#### RECORDS SUPPLIED:
********************

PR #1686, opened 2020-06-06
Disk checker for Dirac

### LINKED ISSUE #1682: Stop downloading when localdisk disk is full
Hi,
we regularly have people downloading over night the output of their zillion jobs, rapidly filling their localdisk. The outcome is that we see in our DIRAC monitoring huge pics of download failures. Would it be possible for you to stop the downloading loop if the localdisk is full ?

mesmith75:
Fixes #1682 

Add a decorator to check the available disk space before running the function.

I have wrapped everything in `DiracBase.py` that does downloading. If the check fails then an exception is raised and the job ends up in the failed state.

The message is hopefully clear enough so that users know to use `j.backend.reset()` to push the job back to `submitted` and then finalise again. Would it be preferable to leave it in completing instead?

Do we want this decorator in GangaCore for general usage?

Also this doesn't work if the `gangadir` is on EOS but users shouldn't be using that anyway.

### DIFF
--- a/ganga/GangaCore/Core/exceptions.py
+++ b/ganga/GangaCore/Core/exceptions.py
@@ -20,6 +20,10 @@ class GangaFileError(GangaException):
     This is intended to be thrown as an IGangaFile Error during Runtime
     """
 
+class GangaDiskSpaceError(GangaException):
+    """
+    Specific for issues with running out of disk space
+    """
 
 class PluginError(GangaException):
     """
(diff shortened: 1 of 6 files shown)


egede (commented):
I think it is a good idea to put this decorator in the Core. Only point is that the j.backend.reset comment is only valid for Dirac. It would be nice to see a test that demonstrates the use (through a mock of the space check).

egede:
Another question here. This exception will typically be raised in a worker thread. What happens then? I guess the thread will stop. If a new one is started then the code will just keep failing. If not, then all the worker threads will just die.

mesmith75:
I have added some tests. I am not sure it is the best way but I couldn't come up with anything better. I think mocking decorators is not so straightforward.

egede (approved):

********************

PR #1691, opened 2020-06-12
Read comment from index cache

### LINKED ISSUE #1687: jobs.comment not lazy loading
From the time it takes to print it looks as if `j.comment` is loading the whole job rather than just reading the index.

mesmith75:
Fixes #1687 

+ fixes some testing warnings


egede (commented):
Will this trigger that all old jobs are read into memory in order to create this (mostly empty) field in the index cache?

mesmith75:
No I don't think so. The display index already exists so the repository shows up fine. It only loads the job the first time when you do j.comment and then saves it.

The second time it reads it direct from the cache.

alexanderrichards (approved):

********************

#### WORK TO BE COMPLETED:
The reply should consist solely of the lines above from the one that has "Fixes #1682" through the one that has "I have wrapped", reproduced exactly.

#### EXERCISE RESULT:
Fixes #1682 

Add a decorator to check the available disk space before running the function.

I have wrapped everything in `DiracBase.py` that does downloading. If the check fails then an exception is raised and the job ends up in the failed state.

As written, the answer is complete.